A cloud-operating environment based PaaS Solution leverages the Cloudoe programming model to manage NFRs and eases some of the tasks for the application architect:

Manage user load on a horizontal scale: Cloudoe Add and remove component instances from the virtual machine based on the workload for appropriate adjustments. The application architect no longer needs to deal with scalability, but now must understand which components must be expanded at the same time, and how to manage different levels of expansion between the components of the communication. Leverage the latest technology for critical paths: in internally deployed solutions, architects take advantage of the latest technology in critical parts of the system (databases, message backbone, etc.). In cloud computing, you use standard technology and have a limited number of basic choices. Eliminates hardware or software technical inconsistencies, but critical paths must be handled through design patterns. Eliminate performance bottlenecks by putting them in the same location: placing adjacent artifacts with a high degree of interactivity is a common practice for improving performance. You can still do this with applications in Cloudoe (assuming that this bundle does not hinder horizontal scaling), but you may not be able to control the synergy of applications and technical services (such as MongoDB) with multiple distributed replicas. Control SLA: In Cloudoe, no applications are isolated. For the purpose of enhancing the overall reliability of the system, the components involved can be anywhere. On the other hand, the SLA submitted by the local cloud provider may be different from the SLA submitted by another connected component on the different cloud platforms. The application Architect cannot assume a unified SLA and must consider the likelihood of a response being lost or delayed.
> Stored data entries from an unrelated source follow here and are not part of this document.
PR #615, opened 2016-07-14
[cachetop] top-like cachestat

chantra:
Alike cachestat.py but providing cache stats at the process level.

PR #635, opened 2016-07-28
[cachetop] fix stats computation per processes.

chantra:
The current logic was only initializing page accesses, mark dirty.. at
the beginning of the method, preventing counters to be ever reset for
each PIDs.

Piggyback https://github.com/iovisor/bcc/pull/615#discussion_r71056842

Tested by running both tools manually.

### DIFF
--- a/tools/cachestat.py
+++ b/tools/cachestat.py
@@ -139,24 +139,16 @@ while 1:
     for k, v in sorted(counts.items(), key=lambda counts: counts[1].value):
 
         if re.match('mark_page_accessed', b.ksym(k.ip)) is not None:
-            mpa = v.value
-            if mpa < 0:
-                mpa = 0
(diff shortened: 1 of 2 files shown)


tools/cachestat.py
```diff
@@ -139,24 +139,16 @@ def usage():
     for k, v in sorted(counts.items(), key=lambda counts: counts[1].value):
 
         if re.match('mark_page_accessed', b.ksym(k.ip)) is not None:
-            mpa = v.value
-            if mpa < 0:
-                mpa = 0
+            mpa = max(0, mpa)
```
4ast: should it be max(0, v.value) ?

chantra: /facepalm. totally.... I only have 1 line right which was enough to visually look sane :s

PR #638, opened 2016-07-29
Try to demangle C++ symbols

palmtenor:
For C++ programs, this would make outputted stack traces look nicer.
Example: http://pastebin.com/LqT0nP67

### DIFF
--- a/src/cc/bcc_syms.cc
+++ b/src/cc/bcc_syms.cc
@@ -14,6 +14,7 @@
  * limitations under the License.
  */
 
+#include <cxxabi.h>
 #include <string.h>
 #include <sys/stat.h>
 #include <sys/types.h>
@@ -52,6 +53,7 @@ bool KSyms::resolve_addr(uint64_t addr, struct bcc_symbol *sym) {
 
   if (syms_.empty()) {
     sym->name = nullptr;
+    sym->demangle_name = nullptr;
     sym->module = nullptr;
     sym->offset = 0x0;
     return false;
@@ -59,6 +61,7 @@ bool KSyms::resolve_addr(uint64_t addr, struct bcc_symbol *sym) {
 
   auto it = std::upper_bound(syms_.begin(), syms_.end(), Symbol("", addr)) - 1;
   sym->name = (*it).name.c_str();
+  sym->demangle_name = sym->name;
   sym->module = "[kernel]";
   sym->offset = addr - (*it).addr;
   return true;
@@ -108,11 +111,19 @@ bool ProcSyms::resolve_addr(uint64_t addr, struct bcc_symbol *sym) {
 
   sym->module = nullptr;
   sym->name = nullptr;
+  sym->demangle_name = nullptr;
   sym->offset = 0x0;
 
   for (Module &mod : modules_) {
-    if (addr >= mod.start_ && addr < mod.end_)
-      return mod.find_addr(addr, sym);
+    if (addr >= mod.start_ && addr < mod.end_) {
+      bool res = mod.find_addr(addr, sym);
+      if (sym->name) {
+        sym->demangle_name = abi::__cxa_demangle(sym->name, nullptr, nullptr, nullptr);
+        if (!sym->demangle_name)
+          sym->demangle_name = sym->name;
+      }
+      return res;
+    }
   }
   return false;
 }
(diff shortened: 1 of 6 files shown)


src/python/bcc/__init__.py
```diff
@@ -746,6 +748,19 @@ def _sym_cache(pid):
         return BPF._sym_caches[pid]
 
     @staticmethod
+    def _demangle(name):
+        if name not in BPF._demangle_caches:
+            try:
+                pipe = subprocess.Popen(
```
4ast: nice and useful, but can we do it on c++ side just calling a function instead of a process from python?

palmtenor:
Do the demangling in C++ side instead.
I have little knowledge about Lua so I will leave that part untouched for now...
@4ast: I don't know what would be the effect if I change the `bcc_symbol->name` in-place, so I added a new field.

src/cc/bcc_syms.cc
```diff
@@ -108,11 +111,22 @@ bool ProcSyms::resolve_addr(uint64_t addr, struct bcc_symbol *sym) {
...
   sym->offset = 0x0;
 
   for (Module &mod : modules_) {
-    if (addr >= mod.start_ && addr < mod.end_)
-      return mod.find_addr(addr, sym);
+    if (addr >= mod.start_ && addr < mod.end_) {
+      bool res = mod.find_addr(addr, sym);
+      if (sym->name) {
+        sym->demangle_name = abi::__cxa_demangle(
+          sym->name, nullptr, nullptr, nullptr
```
4ast: the coding style looks a bit odd... why not in the same line? other than that it looks great!

src/cc/bcc_syms.cc
```diff
@@ -52,13 +53,15 @@ bool KSyms::resolve_addr(uint64_t addr, struct bcc_symbol *sym) {
...
     sym->name = nullptr;
+    sym->demangle_name = nullptr;
     sym->module = nullptr;
     sym->offset = 0x0;
     return false;
   }
 
   auto it = std::upper_bound(syms_.begin(), syms_.end(), Symbol("", addr)) - 1;
   sym->name = (*it).name.c_str();
+  sym->demangle_name = sym->name;
```
palmtenor: I assume no demangling are needed for kernel stack, right?

src/cc/bcc_syms.cc
```diff
@@ -108,11 +111,22 @@ bool ProcSyms::resolve_addr(uint64_t addr, struct bcc_symbol *sym) {
...
-      return mod.find_addr(addr, sym);
+    if (addr >= mod.start_ && addr < mod.end_) {
+      bool res = mod.find_addr(addr, sym);
+      if (sym->name) {
+        sym->demangle_name = abi::__cxa_demangle(
+          sym->name, nullptr, nullptr, nullptr
+        );
+        if (!sym->demangle_name) {
+          sym->demangle_name = sym->name;
+        }
```
4ast: extra { } are also unnecessary

src/cc/bcc_syms.cc
4ast: yeah. no demangling for kernel :)

src/cc/bcc_syms.cc
palmtenor: I have hard 80-char limit marker on my editor :P

4ast:
LGTM

src/lua/bcc/libbcc.lua
```diff
@@ -101,6 +101,7 @@ void perf_reader_set_fd(struct perf_reader *reader, int fd);
 ffi.cdef[[
 struct bcc_symbol {
 	const char *name;
+    const char *demangle_name;
```
markdrayton: indentation :)

markdrayton:
As far as I can tell you also need to change https://github.com/iovisor/bcc/blob/d516406d1be4355f009d2bd6ca79c08bf015666d/src/lua/bcc/sym.lua#L28 to make the Lua side use the demangled name.

markdrayton:
Also thanks for doings this :)

palmtenor:
Thanks @markdrayton! Changed according to comment. Didn't locally verify Lua builds though, hoping the tests would cover:)

4ast:
can you please squash all of the commits into one?
github will preserve the discussion/comments and git history will be less noisy.
Thanks!

palmtenor:
Done:)

4ast:
Thanks!

PR #639, opened 2016-07-31
tcpretrans: ntohs dport

markdrayton:
`dport` is network order in the kernel and needs `ntohs` to be unravelled for human consumption. `sport` is host order and doesn't need changing (see http://lists.openwall.net/netdev/2013/10/10/44).


4ast:
good catch!

PR #642, opened 2016-08-01
MySQL USDT tool and example

brendangregg:


4ast:
lgtm.
I wonder how we can do uprobes (and usdt) tracing without full context switch into kernel.

PR #643, opened 2016-08-01
add open_perf_event api for reading perf counters

drzaeus77:
Though the rewriter table method existed, we were not yet opening up the
perf counter in the proper way for it to be read.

PaaS NFRs Management model

If you draw a PaaS action context diagram, we can identify 4 types of external roles:

the user of the application itself (the consumer of the application Service): These role peers have requirements related to the response time and availability of the application. In addition, typical cloud applications often have unpredictable complexity due to the number of concurrent users. External systems: These are physical systems outside the cloud that are not under the control of the application architect. Event-driven services: Some services may implement long-running processes or an asynchronous interface. Internally deployed systems (mixed services): The Cloud components and internal components of the internal deployment system are under the control of the application architect, so the architect can adjust them according to the NFRs.

In response to 4 PaaS roles, we identified 4 NFR-related design patterns:

Stateless application mode that manages the expansion of the number of users, high availability, and support for short response times, even when the system is loaded. Asynchronous application Mode, which manages response time and continuous availability when long-running services need to participate in the application process. External API patterns that manage high availability and scaling when the process flow involves external systems. Secure VPN mode, securely integrates internally deployed systems.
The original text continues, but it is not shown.